▶ **YOUR INSTRUCTIONS**: Go over the entries and report the lines where the word "although" occurs.

═══ EXERCISE MATERIALS

PR #107, opened 2021-09-10
Update NetCDFDataset to work with SatFlow

jacobbieker:
# Pull Request

## Description

This updates the NetCDFDataset to support SatFlow better. Primarily, this means adding changes to optionally ignore PV data, and adding any needed functionality from SatFlow's webdataset dataset that is missing here.

Still not the best at merging and rebasing, the changes are all under the dataset.py, although other files had formatting updated to follow OCF's black and 100 line length limit.

Now the only part of SatFlow's data pipeline that is missing is the topographic maps, but they can be added in a later PR. This should get it to working with SatFlow.

## How Has This Been Tested?

I've added two tests to the `test_netcdf_dataset.py` that check that temporal subsetting the data, and subselecting the keys we want work, and ran those! They don't run in the CI/CD on GitHub because GitHub does not have access to the data buckets.

- [] No
- [x] Yes

## Checklist:


JackKelly (commented):
Looks good so far!  :)

JackKelly:
This is very exciting stuff!  It'll be really useful when both SatFlow and predict_pv_yield can both use nowcasting_dataset.  Thanks loads for all your work on this!

JackKelly:
BTW, should I go ahead and review this PR now?  Or should I wait a bit for any more commits?  :)

jacobbieker:
> BTW, should I go ahead and review this PR now? Or should I wait a bit for any more commits? :)

I'll mark it ready for review later, and then it'll be ready! Still need to test it more, and probably add a few more things.

JackKelly:
Oops, sorry, I should've checked to see if the PR was still "work in progress"!

jacobbieker:
@JackKelly Okay, its now ready for review! It looks like a lot of changes, because rebasing after @peterdudfield's big merge seems to have added most those commits to this one... All the changes I made are contained to two files though, `dataset/datasets.py` and `test_netcdf_dataset.py`

nowcasting_dataset/dataset/datasets.py
```diff
@@ -82,19 +82,57 @@ class NetCDFDataset(torch.utils.data.Dataset):
...
-    def __init__(self, n_batches: int, src_path: str, tmp_path: str, cloud: str = "gcp"):
+
+    def __init__(
+        self,
+        n_batches: int,
+        src_path: str,
+        tmp_path: str,
+        cloud: str = "gcp",
+        required_keys: Union[Tuple[str], List[str]] = (
+            "nwp",
```
peterdudfield, line 93: Could we import these too from nowcasting_dataset.consts.py

nowcasting_dataset/dataset/datasets.py
```diff
@@ -153,26 +191,7 @@ def __getitem__(self, batch_idx: int) -> example.Example:
...
-            "pv_system_y_coords",
-            "x_meters_center",
-            "y_meters_center",
-            GSP_ID,
-            GSP_YIELD,
-            GSP_X_COORDS,
-            GSP_Y_COORDS,
-            GSP_DATETIME_INDEX,
-        ] + list(nowcasting_dataset.consts.DATETIME_FEATURE_NAMES):
+        for key in self.required_keys + list(nowcasting_dataset.consts.DATETIME_FEATURE_NAMES):
```
peterdudfield, line 194: Should we put the datetime feature into require_keys, all put a separate input as 'datetime_required_keys'

jacobbieker: I think it would make sense to put them in the required_keys, so that its all in one place.

nowcasting_dataset/dataset/datasets.py
```diff
@@ -187,6 +206,79 @@ def __getitem__(self, batch_idx: int) -> example.Example:
 
         batch = example.to_numpy(batch)
 
+        if self.current_timestep_index is not None:
```
peterdudfield, line 209: I'm suprised this is necessary - or perhaps I'm not thinking right. The batch that is loaded should have the correct timesteps in it. 

If this option used incase the .nc has a large amount of data saved like -12 hours and + 12 hours, and then this can be used to reduce it to for example -3 hours, to + 1 hour

Becasue I love testing - I would be very tempted to move this into a seperate functions and right a unittest for it

nowcasting_dataset/dataset/datasets.py
```diff
@@ -187,6 +206,79 @@ def __getitem__(self, batch_idx: int) -> example.Example:
...
+            date_time_index_to_use = (
+                "sat_datetime_index" if "sat_data" in self.required_keys else "nwp_target_time"
+            )
+            current_time = batch[date_time_index_to_use][0, self.current_timestep_index]
+            # Datetimes are in seconds, so just need to convert minutes to second + 30sec buffer
+            # Only need to do it for the first example in the batch, as masking indicies should be the same for all of them
+            start_time = current_time - (self.history_minutes * 60) - 30  # seconds
+            end_time = current_time + (self.forecast_minutes * 60) + 30  # seconds
+            if "sat_data" in self.required_keys and "sat_datetime_index" in batch:
+                sat_mask = np.logical_and(
```
peterdudfield, line 220: Can we go satellite_mask - just to be full verbose

nowcasting_dataset/dataset/datasets.py
```diff
@@ -187,6 +206,79 @@ def __getitem__(self, batch_idx: int) -> example.Example:
...
+                    start_time <= batch["sat_datetime_index"][0],
+                    batch["sat_datetime_index"][0] <= end_time,
+                )
+                _LOG.debug(f"Sat Mask: {sat_mask}")
+                batch["sat_datetime_index"] = batch["sat_datetime_index"][:, sat_mask]
+                batch["sat_data"] = batch["sat_data"][
+                    :, sat_mask, :, :, :
+                ]  # Sat is in [B, L, W, H, C]
```
peterdudfield, line 228: good comment

nowcasting_dataset/dataset/datasets.py
```diff
@@ -187,6 +206,79 @@ def __getitem__(self, batch_idx: int) -> example.Example:
...
+                ]  # PV is in [B, L, N]
+                batch["pv_elevation_angle"] = batch["pv_elevation_angle"][
+                    :, pv_mask
+                ]  # PV is in [B, L, N]
+                _LOG.debug(
+                    f"PV Datetime Shape: {batch['pv_datetime_index'].shape} PV Data Shape: {batch['pv_yield'].shape}"
+                    f" PV Azimuth Shape: {batch['pv_azimuth_angle'].shape} PV Elevation Shape: {batch['pv_elevation_angle'].shape}"
+                )
+
+            # TODO Add others for subsetting
```
peterdudfield, line 280: Do you know what other ones there are to do here?

tests/test_netcdf_dataset.py
```diff
@@ -77,3 +77,91 @@ def test_get_dataloaders_aws():
...
+
+    train_dataset.per_worker_init(1)
+    t = iter(train_dataset)
+    data = next(t)
+
+    assert "sat_data" in data.keys()
+    assert "pv_yield" not in data.keys()
+
+
+@pytest.mark.skip("CD does not have access to GCP")
```
peterdudfield, line 127: Good test - at some point we'll have to give it access to GCP. or maybe we download some .nc data and use this to run unit tests. Maybe we could make that an issue for now

tests/test_netcdf_dataset.py
```diff
@@ -77,3 +77,91 @@ def test_get_dataloaders_aws():
...
+
+    _ = torch.utils.data.DataLoader(train_dataset, **dataloader_config)
+
+    train_dataset.per_worker_init(1)
+    t = iter(train_dataset)
+    data = next(t)
+
+    sat_data = data["sat_data"]
+
+    # Sat is in 5min increments, so should have 2 history + current + 2 future
```
peterdudfield, line 165: good comments

nowcasting_dataset/dataset/datasets.py
jacobbieker: Yeah, this option is if the .nc has a large amount of data and we want to use only a subset of it, for example, some of the models that are larger might not fit in GPU memory if there is too much forecast or history timesteps, but we don't want to have to remake a second copy of the dataset just for that. I can split it into its own function and add tests though

nowcasting_dataset/dataset/datasets.py
jacobbieker: I'm not sure, I think I got them all, GSP, PV, NWP, Satellite, and datetime features, not sure if there are more to add right now

tests/test_netcdf_dataset.py
jacobbieker: We could try with some actions like these maybe? https://github.com/google-github-actions/setup-gcloud but yeah, I might add a small .nc of satellite data for unittesting the subsetting.

JackKelly (commented):
Looking great!  I'm only part way through this right now, so this is just a partial review.  I'll hopefully be able to finish off this review this afternoon :)

nowcasting_dataset/dataset/datasets.py
peterdudfield: If so, perhaps remove this comment, just to keep it tidy

nowcasting_dataset/dataset/datasets.py
jacobbieker: Added it to the required_keys

nowcasting_dataset/dataset/datasets.py
jacobbieker: I made a unit test for `subselect_data` now

nowcasting_dataset/dataset/datasets.py
```diff
@@ -82,19 +82,57 @@ class NetCDFDataset(torch.utils.data.Dataset):
...
         Args:
           n_batches: Number of batches available on disk.
           src_path: The full path (including 'gs://') to the data on
             Google Cloud storage.
           tmp_path: The full path to the local temporary directory
             (on a local filesystem).
+        required_keys: Tuple or list of keys required in the example for it to be considered usable
+        history_minutes: How many past minutes of data to use, if subsetting the batch
+        forecast_minutes: How many future minutes of data to use, if reducing the amount of forecast time
+        current_timestep_index: Index of the current timestep data, used to get the correct amount of future and past data
```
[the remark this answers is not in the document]
jacobbieker: I've updated it!

tests/test_netcdf_dataset.py
```diff
@@ -77,3 +125,91 @@ def test_get_dataloaders_aws():
...
+        os.removedirs(os.path.join(TEMP_PATH, "train"))
+    os.mkdir(os.path.join(TEMP_PATH, "train"))
+
+    train_dataset = NetCDFDataset(
+        24_900,
+        os.path.join(DATA_PATH, "train"),
+        os.path.join(TEMP_PATH, "train"),
+        cloud="gcp",
+        required_keys=[
+            "nwp",
```
peterdudfield, line 145: Can you do this from the import strings in consts.py

peterdudfield (approved):
One small change, but looks good to me

nowcasting_dataset/dataset/datasets.py
```diff
@@ -338,3 +387,93 @@ def worker_init_fn(worker_id):
...
+        forecast_minutes: How many minutes of future data to use for forecasting
+
+    Returns:
+        Example with only data between [history_minutes, forecast_minutes] remaining
+    """
+    # We are subsetting the data
+    date_time_index_to_use = (
+        SATELLITE_DATETIME_INDEX if SATELLITE_DATA in required_keys else NWP_TARGET_TIME
+    )
+    current_time = batch[date_time_index_to_use][0, current_timestep_index]
```
JackKelly, line 416: Just to be super-explicit about what's happening on this line, I'd be tempted to make use of `xarray`'s named dimensions and do something like:

```suggestion
    current_time = batch[date_time_index_to_use].isel(time=current_timestep_index)
```

(although, I must admit I haven't tested this, and I'm not 100% certain that the time dimension is called `time` in both `satellite_datetime_index` and `nwp_target_time`!)

nowcasting_dataset/dataset/datasets.py
```diff
@@ -338,3 +387,93 @@ def worker_init_fn(worker_id):
...
+    # Datetimes are in seconds, so just need to convert minutes to second + 30sec buffer
```
JackKelly, line 417: Please add a line to explain why the 30 second buffer is necessary?  (I think I can guess why, but it's always nice to be as explicit as possible!)

nowcasting_dataset/dataset/datasets.py
```diff
@@ -338,3 +387,93 @@ def worker_init_fn(worker_id):
...
+    # Only need to do it for the first example in the batch, as masking indicies should be the same for all of them
+    start_time = current_time - (history_minutes * 60) - 30  # seconds
+    end_time = current_time + (forecast_minutes * 60) + 30  # seconds
+    if SATELLITE_DATA in required_keys and SATELLITE_DATETIME_INDEX in batch:
```
JackKelly, line 421: `SATELLITE_DATETIME_INDEX` _should_ always be in the batch if `SATELLITE_DATA` is in the batch.  So I'd maybe be tempted to change this to something like:

```suggestion
    if SATELLITE_DATA in required_keys:
        assert SATELLITE_DATETIME_INDEX in batch  # Sanity check
```

(and the same goes for `if NWP_DATA in required_keys and NWP_TARGET_TIME in batch` on line 436)

nowcasting_dataset/dataset/datasets.py
```diff
@@ -338,3 +387,93 @@ def worker_init_fn(worker_id):
...
+        satellite_mask = np.logical_and(
```
JackKelly, line 422: I could be wrong but I _think_ lines 422 to 430 could be replaced with something like:

```python
for key in [SATELLITE_DATA, SATELLITE_DATETIME_INDEX]:
    batch[key] = batch[key].sel(time=slice(start_time, end_time))
```

(But, to be honest, I haven't written any `xarray` code since late-July so I definitely could be wrong!)

(If this works, then the same principle could be applied to the code below)

JackKelly (commented):
Looks good!  Just a few minor suggestions!

nowcasting_dataset/dataset/datasets.py
jacobbieker: This is currently called after the xarray data is changed to Numpy arrays, but I try moving it futher up before the call to `example.to_numpy()`

nowcasting_dataset/dataset/datasets.py
jacobbieker: Added!

nowcasting_dataset/dataset/datasets.py
jacobbieker: So, I did try doing something similar to that before, with a 2D array of start_times, end_times and it was giving errors, which is why I instead moved the subsetting code after the call to `example.to_numpy()`. I believe I might be able to do it with `.isel` if the indicies are all the same, but because each example in the batch has a different time period they cover, I don't think this would work?

nowcasting_dataset/dataset/datasets.py
JackKelly: aha, sorry, got it!  Sorry I missed that!  I guess my other comments below also don't make sense given the data is now in numpy arrays!

nowcasting_dataset/dataset/datasets.py
JackKelly: Aha, excellent point!  Sorry, I'm clearly not thinking straight!   Yeah, using `isel(time=slice(start_time, end_time))` feels like it should work (and might be less lines of code?)  But only if it makes sense to do the subsetting while the data is still in `xarray` objects

JackKelly: (I wonder if we should get into the habit of using variable names for batches like `batch_np` and `batch_xr` to make it super-explicit when we're dealing with numpy vs xarray batches??  And, yeah, I'd maybe lean towards converting to numpy as the very last step (and only because PyTorch expects numpy arrays, and doesn't know what to do with xarray objects!)

jacobbieker: It turns out that doing that doesn't work unfortunately, so not sure it'll actually be more concise, but I do agree doing it all in xarray is probably cleaner. I tried it this way: 
`current_time = batch[date_time_index_to_use].isel(time=current_timestep_index)
    start_time = current_time - pd.to_timedelta(f"{history_minutes} minute 30 second")
    end_time = current_time + pd.to_timedelta(f"{forecast_minutes} minute 30 second")
    subselect = batch[SATELLITE_DATA].isel(time=(start_time.data, end_time.data))`

jacobbieker: Got it working, and updated the code! Just need to change the test now.

JackKelly: Ah, got it... Sorry to be boring about this but please can we have one more try :)

As you probably know, `isel` expects _indicies_ into the array (just as if you were indexing into a numpy array).  For example, `isel(time=slice(4, 6))` on an xarray object is just like `array[4:6]` on a numpy array. 

So, to use `isel`, the code must first find the indicies into `time` at which `start_time` and `end_time` appear.  Finding the indicies can be done with [`np.searchsorted(a, v)`](https://numpy.org/doc/stable/reference/generated/numpy.searchsorted.html) (which finds the index in `a` at which you'd insert `v` into `a` such that `a` remains sorted).

So, something vaguely like this might work (although it might be off by one!)

```python
    start_time = current_time - pd.to_timedelta(f"{history_minutes} minute 30 second")
    end_time = current_time + pd.to_timedelta(f"{forecast_minutes} minute 30 second")
    time_index_of_first_batch = batch[SATELLITE_DATA].time[0]
    start_i, end_i = np.searchsorted(time_index_of_first_batch, [start_time, end_time])
    subselect = batch[SATELLITE_DATA].isel(time=slice(start_i, end_i))
```

jacobbieker: Okay! That's a bit simpler than what I have working now, so I'll try that out!

JackKelly: Nice!  (Oops, sorry, I think we were both figuring this out at the same time - I don't think your message at 18:31 had appeared when I was writing my reply!  But well done for getting it working without my ramblings!)

jacobbieker: Had to make a few changes, but it works and is a bit more concise than what I had. The only issue left is getting the xarray for the unit test setup.

jacobbieker: Its all working now!

nowcasting_dataset/dataset/datasets.py
```diff
@@ -314,3 +364,91 @@ def worker_init_fn(worker_id):
...
+
+def subselect_data(
+    batch: example.Example,
+    required_keys: Union[Tuple[str], List[str]],
+    current_timestep_index: int,
+    history_minutes: int,
+    forecast_minutes: int,
+) -> example.Example:
+    """
+    Subselects the data temporally. This function selects all data within the range [history_minutes, forecast_minutes]
```
JackKelly, line 377: This docstring looks great!

I'm probably being overly pedantic but this tiny tweak might be worth considering!  :)

```suggestion
    Subselects the data temporally. This function selects all data within the time range [t0 - history_minutes, t0 + forecast_minutes]
```

nowcasting_dataset/dataset/datasets.py
```diff
@@ -314,3 +364,91 @@ def worker_init_fn(worker_id):
...
+
+    Args:
+        batch: Example dictionary containing at least the required_keys
+        required_keys: The required keys present in the dictionary to use
+        current_timestep_index: The index into either SATELLITE_DATETIME_INDEX or NWP_TARGET_TIME giving the current timestep
+        history_minutes: How many minutes of history to use
+        forecast_minutes: How many minutes of future data to use for forecasting
+
+    Returns:
+        Example with only data between [history_minutes, forecast_minutes] remaining
```
JackKelly, line 387: Same suggestion as above:

```suggestion
        Example with only data between [t0 - history_minutes, t0 + forecast_minutes] remaining
```

nowcasting_dataset/dataset/datasets.py
```diff
@@ -314,3 +364,91 @@ def worker_init_fn(worker_id):
...
+    """
+
+    # We are subsetting the data
+    date_time_index_to_use = (
+        SATELLITE_DATETIME_INDEX if SATELLITE_DATA in required_keys else NWP_TARGET_TIME
+    )
+    current_time = batch[date_time_index_to_use].isel(time=current_timestep_index)[0]
+    # Datetimes are in seconds, so just need to convert minutes to second + 30sec buffer
+    # Only need to do it for the first example in the batch, as masking indicies should be the same for all of them
+    # The extra 30 seconds is added to ensure that there to ensure that the first and last timestep are always contained
```
JackKelly, line 397: Thanks for adding an explanation!  A tiny typo fix:

```suggestion
    # The extra 30 seconds is added to ensure that the first and last timestep are always contained
```

nowcasting_dataset/dataset/datasets.py
```diff
@@ -314,3 +364,91 @@ def worker_init_fn(worker_id):
...
+    # within the [start_time, end_time] range
+    start_time = current_time - pd.to_timedelta(f"{history_minutes} minute 30 second")
+    end_time = current_time + pd.to_timedelta(f"{forecast_minutes} minute 30 second")
+    if SATELLITE_DATA in required_keys:
```
JackKelly, line 401: This looks good!  Thanks loads for persevering with this!

At the risk of being super-annoying, I might make one last (I promise!) suggestion to reduce the code duplication by implementing a function which gets the `time_index_of_first_example`, gets the `start_i` and `end_i`, and then uses `isel` to subset the data.

nowcasting_dataset/dataset/datasets.py
```diff
@@ -314,3 +364,91 @@ def worker_init_fn(worker_id):
...
+        time_index_of_first_batch = batch[SATELLITE_DATETIME_INDEX][0].data
```
JackKelly, line 402: Sorry, this is my mistake, I wrote this wrong in my suggestion last night!  `time_index_of_first_batch` should be `time_index_of_first_example` :)

JackKelly (approved):
Looking really good!  Thanks so much for all your work on this (and for entertaining my suggestions!)  I've made a few tiny suggestions, but nothing major!

nowcasting_dataset/dataset/datasets.py
jacobbieker: Yeah, I can add that!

══════

▶ **EXERCISE SOLUTION**:
Still not the best at merging and rebasing, the changes are all under the dataset.py, although other files had formatting updated to follow OCF's black and 100 line length limit.
(although, I must admit I haven't tested this, and I'm not 100% certain that the time dimension is called `time` in both `satellite_datetime_index` and `nwp_target_time`!)
So, something vaguely like this might work (although it might be off by one!)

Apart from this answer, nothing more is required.